Bag of words BOW (bag of words) and matlab programming

Recently bag of words to use, so contact with it, just turn the speaker Bo learn about.
After certainly be modified again, and so ran through the data and add new content.
Original 1: visual bag of words model BOW study notes matlab programming and
original 2: BOW principles and code analysis
Reference 1: visual words bags technical presentations
Reference 2: understand the bag of words model

text

BoW model profile

Bag of words used in the model is initially text categorization, documents represented as feature vectors. The basic idea is to assume that a text, ignoring its word order and grammar, syntax, just think of it as a collection of words, and every word of the text is independent. It simply is speaking both as a bag each document (because there are filled with words, so called word bags, Bag of words that is the consequent), and then look at the sack are what terms, will its classification. If the document in such words more and more pigs, horses, cattle, sheep, the valley, the land, tractors, and less words such as banks, building, car, park, we tend to judge it is a document depicting the countryside, rather than describing the town. For example, the following two documents:

Column 1
文档一:Bob likes to play basketball, Jim likes too.
Column 2
文档二:Bob also likes to play football games.

Based on these two text documents, construct a dictionary:

Column 1
Dictionary = {1:”Bob”, 2. “like”, 3. “to”, 4. “play”, 5. “basketball”, 6. “also”, 7. “football”,8. “games”, 9. “Jim”, 10. “too”}。

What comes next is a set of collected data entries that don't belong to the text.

Issue #307, opened 2026-08-19
Org isolation stops at data: provider and channel config are still one per install


fajarhide:
@ahmadrosid this is a design question rather than a bug report. It came out of the
two fixes I opened today, #304 and #305, and I could not tell from the code which
answer you want.

#57 asked for isolated data, users, agents and configurations, with tenant context
enforced in the API, the database and the UI. Data and agents got there.
Configuration did not.

Still one per install, shared by every org:

| What | Where |
|---|---|
| provider instances: endpoint, API key, default | `userConfig` on disk |
| thinking, timezone, vision, transcription, image generation | same |
| Telegram, Discord, WhatsApp and Composio credentials | `WORKSPACE_SETTINGS_ID` |
| channel workers | one process per install, not per org |
| tools and MCP servers | platform-global, already deliberate |

Per org: profiles, sessions, automations, tasks, org memory, skills.

So an admin in org B can change the model, the endpoint and the bot token that org
A runs on, and org A's traffic is billed to whichever key is configured. #305 makes
those writes require an admin, since any logged-in user could reach them, a viewer
included. It cannot check *which* org's admin, because the record carries no org.
#304 closes the data side of the same boundary.

Three ways to go, and I am happy to build whichever you pick:

1. One install per tenant is the intended model. Then the docs should say so, and
   `requirePlatformAdmin` is the more honest guard on those routes.
2. Orgs are real tenants. Provider config needs an org id, which pulls in per-org
   worker routing and per-org usage accounting.
3. A middle step first: an org-level provider override that falls back to the
   workspace config, leaving channels alone.

Happy to write up whichever you choose as a sized issue.

ahmadrosid:
Rechecked against current main. The underlying concern remains valid, but this issue's scope is outdated: Telegram configuration is now org-scoped. Providers, Discord, WhatsApp, and the Composio API key remain shared, and an org admin can still update shared provider configuration.

Created #967 with the updated scope, code references, and the remaining design decision. Settings permission tests passed (47/47).

Closing this issue as superseded by #967, not as fixed.

PR #311, opened 2026-08-19
feat(coding-agent): optional harness-native vendor login

### LINKED ISSUE #143: Coding agents: optional harness-native vendor login with better UX
## Summary

Coding agents currently **always** use Nakama provider passthrough — credentials from Settings → Provider are injected at spawn time. Harness-native vendor login (`claude /login`, `codex login`, `opencode auth login`) is **not supported**.

This issue tracks adding an opt-in path for operators who want coding CLIs to use their own vendor accounts on the host instead of the Nakama-configured provider.

## Motivation

Some deployments may want:

- Separate billing/accounts for coding CLIs vs chat
- To avoid injecting org API keys into subprocess env on shared hosts
- Debugging harness auth independently of Nakama routing

We previously sketched a `coding_agent_provider_passthrough` workspace toggle but removed it to keep v1 simple (passthrough-only).

## Proposed UX (draft)

1. **Integrations → Coding agents** — clear toggle: “Use Nakama provider” (default on) vs “Use harness login on this server”
2. When harness-native mode is selected:
   - Show per-harness login instructions (`codex login`, etc.)
   - Readiness probe treats vendor auth as success (not Settings → Provider errors)
   - Hide/conflict provider passthrough status messaging
3. Document security tradeoffs (credential blast radius vs separate accounts)

## Technical notes

- DB column `coding_agent_provider_passthrough` was removed from schema; re-add if needed with migration
- API field `providerPassthroughEnabled` on `PUT /v1/settings/coding-harnesses` was removed from contract
- Probe logic now always returns `retry` + Settings → Provider guidance on auth failure

## Acceptance criteria

- [ ] UI toggle with clear copy (not API-only)
- [ ] When off: no spawn env injection; probes accept vendor login
- [ ] When on: current passthrough behavior (default)
- [ ] Docs updated with when to use each mode
- [ ] Tests for both paths

## Related

Provider passthrough refactor (replaces inference gateway): coding agents use Settings → Provider at spawn time.

akmalsyrf:
## Summary

Closes #143.

Coding agents currently always inject Nakama provider credentials at spawn. This PR restores an opt-in path for operators who want Codex / Claude Code / OpenCode / pi to use **harness-native vendor login on the host** instead.

Default remains **Use Nakama provider** (passthrough on). Turning it off:

- does not merge `ANTHROPIC_*` / `OPENAI_*` / temp harness config env into `bash` coding-agent runs
- treats an installed CLI as ready without requiring Settings → Provider
- on a failed auth probe, points at `codex login` / `claude auth login` / `opencode auth login` / `pi login` instead of Settings → Provider
- shows those login commands on **Integrations → Coding agents**

Cursor Agent is unchanged: it already uses host Cursor auth and never gets Nakama keys.

## Why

The dictionary contains a total of 10 different words, using the dictionary index number, the above two documents may each represented by a 10-dimensional vector (integer numbers 0 ~ n (n is a positive integer) a word in the document the number of occurrences):

 1:[1, 2, 1, 1, 1, 0, 0, 0, 1, 1]

 2:[1, 1, 1, 1 ,0, 1, 1, 1, 0, 0]

Each element in the vector represents the number of dictionary related elements appear in the document (hereinafter, will use the word histogram). However, the document can be seen in the process of constructing vectors, we do not express order of the words that appear in the original sentence (which is this Bag-of-words model of one of the shortcomings, but have fundamental even here it does not matter).

Why BOW model to describe the image

Although described SIFT features can be an image, but each is 128 SIFT dimensional vector, and an image typically include hundreds or thousands SIFT vectors, when performing the similarity calculation, the calculation is very large ,
common practice is to use a clustering algorithm clusters such vector data, and then a cluster of a cluster representative of visual word BOW in the SIFT vector map with a visual image to generate a code word sequence present, so each image will be described with only one codebook vector, so that when calculating the similarity efficiency is greatly improved.

Construction codebook step BOW

1, assuming that there are M training set images, preprocessing the training image set. Including image enhancement, segmentation, image unified format, a unified standard, and so on.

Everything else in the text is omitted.